Because DNA ligase from E. coli is commercially aquirable for cloning purposes LigA (<partinfo>BBa_K525710</partinfo>) was tested whether it is also suitable for molecular cloning procedures. Hence, cloning of rfp into a pSB1C3 vector was performed with LigA. Ligation was done with NAD⁺ bioassay buffer containing 10 mM NAD⁺ at 37 °C or 22 °C and the vectors were transformed into E. coli KRX by electroporation. After growth over night at 37 °C on petri dishes the results were documented (Figure 23).
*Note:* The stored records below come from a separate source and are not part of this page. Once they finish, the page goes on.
PR #14602, opened 2023-09-05
Allow formatting the contents of a Playground

daniels220:
Move the fallback formatter for packages without a manifest to exist on UndefinedObject so it is available when even the class is unknown. Delegate parsing for the purpose of formatting to existing RubEditingMode>>parseSource:.


jecisc (approved):
Yes! 
Thank you, I wanted that since a long time :)

PR #14604, opened 2023-09-06
Search strings without symbols using RB pattern matcher

hernanmd:
Add #isString method to RBLiteralValueNode, to enable matching method with strings** but not symbols.
Add tests.

One use of this feature is for instance to browse all the strings in a class which are not symbols.

### DIFF
--- a/src/AST-Core/RBLiteralValueNode.class.st
+++ b/src/AST-Core/RBLiteralValueNode.class.st
@@ -67,6 +67,12 @@ RBLiteralValueNode >> evaluateForReceiver: aReceicer [
 	^ value
 ]
 
+{ #category : #testing }
+RBLiteralValueNode >> isString [
+
+	^ value isString and: [ value isSymbol not ]
+]
+
 { #category : #accessing }
 RBLiteralValueNode >> sourceText [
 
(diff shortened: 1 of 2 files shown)


MarcusDenker (approved):

jecisc (approved):

src/AST-Core/RBLiteralValueNode.class.st
```diff
@@ -67,6 +67,12 @@ RBLiteralValueNode >> evaluateForReceiver: aReceicer [
 	^ value
 ]
 
+{ #category : #testing }
+RBLiteralValueNode >> isString [
```
dionisiydk, line 71: Having isString true for non String classes is a bad idea. It breaks the way to check that the object is a kind of string. I dont mean a kind of String class but the object implementing its protocol. I bet we have many users of isString assuming this semantics

hernanmd: We could rename it as isValueString?

guillep: or isLiteralStringNode?

Issue #14540, opened 2023-08-26
Remove the old TestRunner UI


hernanmd:
**Description**

In Pharo 12 most of the features of the old TestRunner (CMD+U) seem to be covered by the DrTest runner. So the task is to remove the old TestRunner from Pharo 12, and update the references to point to the DrTest runner.

Ducasse:
Yes let us remove it! and improve DrTests

PR #14607, opened 2023-09-06
TestRunner removal

hernanmd:
Completely remove TestRunner tool, as discussed in #14540
Adapt menu items and tool registration


jecisc:
There is an error:

UndeclaredVariableRead: Attempt to read undeclared variable DrTests
UndeclaredVariable>>runtimeUndeclaredRead
BaselineOfBasicTools>>postload:package:

The class is maybe not loaded yet?

hernanmd:
> There is an error:
> 
> UndeclaredVariableRead: Attempt to read undeclared variable DrTests UndeclaredVariable>>runtimeUndeclaredRead BaselineOfBasicTools>>postload📦
> 
> The class is maybe not loaded yet?

True. I moved the registration code to the post-load of DrTests baseline.
Let's wait the CI.

hernanmd:
The build is green though is shown as aborted (?)

jecisc:
The build pass. It has been month that windows is not working well

jecisc (approved):
Im approving and I am supporting this change. We need to push the last missing features of DrTest and it will not happen if we don't use it. And on top of that the old test runner was based on categories and morphs which we want to remove.

I'll not merge it myself because this is a big change, I want more reviews :)

hernanmd:
Sure, this would be a perfect call for @MarcusDenker and @Ducasse ? :)

PR #14609, opened 2023-09-06
Monticello: avoid double loading of class definition

### LINKED ISSUE #8204: MCPackageLoader>>#basicLoadDefinitions loads classes twice

jecisc:
This is a redo of https://github.com/pharo-project/pharo/pull/8282

I tried a more agressive approach to see if this work. If it does not work, I'll try a less agressive one.

### DIFF
--- a/src/Monticello/MCPackageLoader.class.st
+++ b/src/Monticello/MCPackageLoader.class.st
@@ -217,7 +217,13 @@ MCPackageLoader >> sorterForItems: aCollection [
 
 { #category : #private }
 MCPackageLoader >> tryToLoad: aDefinition [
-	[aDefinition addMethodAdditionTo: methodAdditions] on: Error do: [errorDefinitions add: aDefinition].
+	"Here we are only interested by method definition. We want to avoid recompilating classes or traits for example."
+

By analyzing the number of colony forming units and color of the colonies the ligation efficiency of LigA should be assessable. As shown for the sample without any ligase only few clones were able to grow on chloramphenicol supplemented LB medium. A much bigger number of clones was observed when ligation by LigA was performed at 22 °C. Furthermore, there were a lot of red colonies indicating positive clones. Deductively, LigA might be useful for (large-scale) molecular cloning procedures which could be beneficial because of its easy production in E. coli and simple purification.